That soup's good! Web scraping in Python using requests and beautifulsoup4

cover

TL;DR¶

🥘 With Python and beautifulsoup4, web scraping is really easy

🖥 The developer console is a big help

🏖 The code itself is pretty simple

Background¶

One of my hobbies is to be part of a bottleshop that sells craft beer in Copenhagen called Hos Rune. As part of that, I had hooked up the Shopify store to Untappd, which is a social media site for craft beer (yes, this exists), where people can check in and rate the beers they are drinking. The idea was to brings those review scores to our store, so that people could see what other people thought.

However, recently we lost access to the API, because we cannot afford to pay for the Premium subscription. So, a bit annoyed that the API access wasn't free, I decided to build a web scraper that does the same thing. So what do you need for that?

Step 1: Define what you want to scrape¶

In our case it was easy: I wanted to scrape a page that looked like this, and extract the rating information for each beer:

untappd-main

That seemed easy enough, however it did not contain the number of ratings; this, you could only get when you clicked on one of the beers:

untappd-single

So step 1 was to lay out the scraping plan:

Get all the beers from the main page. Then, iterate over all of the single pages to retrieve the rating information.

Step 2: Dive into the soup¶

Since I'm in Python at the moment, I thought that the tried-and-tested requests package would be a good place to start. However, it was not cooperating:

response = requests.get("https://untappd.com/v/hos-rune-bottleshop/11402369")

Turns out that I needed to add a header specifying a browser as a "User-Agent" to get my desired response code 200 back:

headers = {
    "User-Agent": "Mozilla/5.0 (Macintosh; Intel Mac OS X 10_10_1) AppleWebKit/537.36 (KHTML, like Gecko) Chrome/39.0.2171.95 Safari/537.36"
}
response = requests.get("https://untappd.com/v/hos-rune-bottleshop/11402369", headers=headers)

However, not I just have a long string of html soup. A quick search revealed my saviour: beautifulsoup4 is a Python package that takes such a string and creates a nicely structured html (or xml) object. This way, I could easily navigate around using methods like find, find_all and get. Make sure to check out their docs here, it really is a nice package:

def get_all_elements_from_main_menu():
    headers = {
        "User-Agent": "Mozilla/5.0 (Macintosh; Intel Mac OS X 10_10_1) AppleWebKit/537.36 (KHTML, like Gecko) Chrome/39.0.2171.95 Safari/537.36"
    }
    response = requests.get("https://untappd.com/v/hos-rune-bottleshop/11402369", headers=headers)
    soup = BeautifulSoup(response.content, "html.parser")
    return soup.find_all("li", class_="menu-item", id="beer")

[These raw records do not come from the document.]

PR #681, opened 2026-07-23
ddup: remove openssl dependency (#535)

### LINKED ISSUE #535: ddup hashing and openssl 3.x
Was looking through the code to see if there was a less computationally expensive way to handle duplicate files (SHA256 is unnecessary IMO, but that's a separate issue/PR) and as it turns out openssl 3.x drops support for the low level interface to hash functions.

Considering openssl 1.1.1 is EOL in under a year, this may be worth looking at. From what I'm reading, the correct functions are in evp.h per https://stackoverflow.com/questions/69806220/advice-needed-for-migration-of-low-level-openssl-api-to-high-level-openssl-apis

jeking3:
The `ddup` command uses SHA256 to identify files with identical content and prints each duplicate's digest to stdout. Because that digest is user-visible output, changing the hash algorithm could be a breaking change. Instead, we leverage a permissively-licensed (public-domain), portable SHA256 implementation to sever the dependency on openssl. This lets us build on newer operating systems that have dropped the openssl 1.1 low-level SHA API.  This builds under ubuntu 26.04 inside a container, for example.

This type of package is the reason Python is as popular as it is. I used to write C# code, and the tooling is just not there. On top of that, nothing like Jupyter notebooks even exists. So yeah, as xkcd put it, "Python!".

Step 3: Going step-by-step¶

For my problem at hand, this meant that the problem was actually quite simple:

untappd_ratings = {}
results = get_all_elements_from_main_menu()
for result in results:
    href = get_href(result)
    uid = extract_uid_from_href(href)

    beer_tag = get_beer_specific_tag(href)
    rating, rating_count = get_rating_info_from_tag(beer_tag)

We already looked at the get_all_elements_from_main_menu function, and the rest are pretty easy: we use result.find("a").get("href") to retrieve the hyperlink to the specific beer. Then, we get the beer-specific info in the same way we did with get_all_elements_from_main_menu, before we get the rating and rating_count with some more soup magic:

def get_rating_info_from_tag(beer_tag):
    rating = float(beer_tag.find("div", class_="caps").get("data-rating"))
    rating_text = beer_tag.find("p", class_="raters").text
    rating_text_list = rating_text.split()
    rating_count = int(rating_text_list[0].replace(",", ""))
    return rating, rating_count

Conclusion¶

There is a lot more to web-scraping than this: testing, dynamic content etc. However, this post is not about that. Rather, it is meant to show how easy it is to get going with web-scraping. Personally, I somehow always thought that it would be wildly complicated, but happy to be wrong :) Also, it shows why Python is such an awesome weapon. It might not be the fastest or most elegant, but ease-of-use? Oh, absolutely!